Eine Demonstration gegen die Verhaftung der Journalisten Sener und Sik. Viele sehen in den Verhaftungen eine Beschneidung der Pressefreiheit.

Selbst Staatspräsident Abdullah Gül bezeichnete die Inhaftierung der Journalisten Sener und Sik als schädlich für das Ansehen der Türkei – ein taktisches Manöver oder eine zu späte Erkenntnis?

Die Verhaftungen von Nedim Sener und Ahmet Sik aufgrund ihrer Bücher, das Verbot des noch nicht veröffentlichen Buches von Sik, sind nicht kompatibel mit einem Rechtsstaat. Ich denke nicht, dass Staatspräsident Abdullah Gül diese Aussage machte, weil die Inhaftierungen dem Ansehen der Türkei schaden. Herr Gül setzt sich für die Demokratisierung in allen Bereichen ein.

Schadet das Buch “Die Armee des Imam” mehr der Gülen-Bewegung oder der AKP-Regierung oder keinem von beiden?

Ehrlich gesagt habe ich das Buch nicht gelesen, aber wie ich aus den Medien mitverfolgen konnte, handelt es sich bei „Imam’in Ordusu“ um ein Buch, welches nicht im Ganzen von Ahmet Sik verfasst wurde, sondern bei dem es unbekannte Mitverfasser gibt. In seinem Buch wiederholt er die Aussagen, dass die Ermittlungen gegen Persönlichkeiten des Militärs und Zivile der Untergrundorganisation Ergenekon reine Erfindungen der Polizei, Staatsanwaltschaft und Richter seien, die er als „Fethullahci“ bezeichnet.“ Der Vorwurf an Ergenekon lautet, die Regierung stürzen zu wollen und aus diesem Grund Waffen deponiert zu haben, Todeslisten erstellt und Verbrechen begangen. Die Intention sei, die Opposition gegenüber der Regierungspartei AKP zum Schweigen zu bringen. Ich bin auf keinen Fall derselben Meinung. In den Ermittlungen kam heraus, dass einige Praktiken dem Rechtsstaat widersprechen. Die Ergenekon-Verhandlung ist die erste in der Geschichte der Türkei, die Putschisten zur Rechenschaft zieht. Daher ist sie von großer Bedeutung und darf durch nichts beschattet werden.

Wer steckt hinter dem Verbot des Buches „Armee des Imams“? Fethullah Gülen hat die Vorwürfe gegen ihn, er sei dafür verantwortlich, zurückgewiesen. Was denken Sie?

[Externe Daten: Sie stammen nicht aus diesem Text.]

PR #1520, opened 2017-10-16
Fix g2 rsync data manager.

blankenberg:
There are existing newerish Galaxy framework bugs preventing this data manager from working:
 - https://github.com/galaxyproject/galaxy/issues/4810
 - https://github.com/galaxyproject/galaxy/issues/4809


bgruening:
LGTM, but haven't tested it. @blankenberg you have tested it I assume, right?

blankenberg:
Yes, I did some testing with the all_fasta and fasta_indexes tables, which worked well for e.g. sacCer2. It is definitely not *more* broken than it was ;)

bgruening:
In Dan we trust ;)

Die Beschlagnahmung des Buches „Imam’in Ordusu“ fand auf Anweisungen des Staatsanwalts statt, da es vom Gerichtshof als „Dokument der Organisation“ eingestuft wurde.

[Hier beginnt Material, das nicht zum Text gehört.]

PR #6089, opened 2024-06-15
Fix bbgbigwig deployment lack of dbkey_loc.sample

fubar2:
@mvdbeek:
added a dbkey_loc.sample to test-data to try to fix that deployment problem?
tool-data seems to be MIA in the IUC repo.
Planemo does not like an empty tool_data_table_conf.xml.sample
update to closed PR #6088

### DIFF
--- a/tools/bbgbigwig/test-data/dbkeys.loc.sample
+++ b/tools/bbgbigwig/test-data/dbkeys.loc.sample
@@ -1,0 +1,2 @@
+#<dbkey>	<display_name>	<len_file_path>
+hg38	hg38	testing.len
--- a/tools/bbgbigwig/test-data/dbkeys.loc.sample
+++ b/tools/bbgbigwig/test-data/dbkeys.loc.sample
@@ -1,2 +1,0 @@
-#<dbkey>	<display_name>	<len_file_path>
-hg38	hg38	testing.len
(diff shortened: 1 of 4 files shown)


tools/bbgbigwig/tool_data_table_conf.xml.sample
```diff
@@ -2,6 +2,7 @@
     <!-- Locations of dbkeys and len files under genome directory -->
     <table name="__dbkeys__" comment_char="#">
         <columns>value, name, len_path</columns>
-        <file path="tool-data/dbkeys.loc" />
+        <file path="test-data/dbkeys.loc" />
```
bgruening, line 5: Should the really point to test not tool-data?

fubar2: Yes - fixed.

Glauben Sie, dass Gülen die Polizei unterwandert hat und immer mehr Einfluss auf die Justiz ausübt, wie ihm manche vorwerfen?

Ohne Zweifel kann es in der Polizei, in der Staatsanwaltschaft und unter Richtern Menschen geben, die Fethullah Gülen respektieren. Aber die Behauptungen, dass diese direkt von Gülen oder von der Gülen- Bewegung Anweisungen bekommen, ist keine haltbare und logische Behauptung. Die Absicht dahinter ist die Boykottierung der Ermittlungen.

Wie sehen Sie die Rolle Erdogans in diesem Machtspiel?

In der Verhaftung von Nedim Sener und Ahmet Sik sowie der Beschlagnahmung des Buches „Imam’in Ordusu“ spielt der Ministerpräsident Erdogan keine Rolle. Jedoch trägt Erdogan und die AKP-Regierung Verantwortung, da weiterhin im Strafrecht, Terrorbekämpfung und Massenmediengesetze Regelungen bestehen, die der Aussage- und Pressefreiheit widersprechen.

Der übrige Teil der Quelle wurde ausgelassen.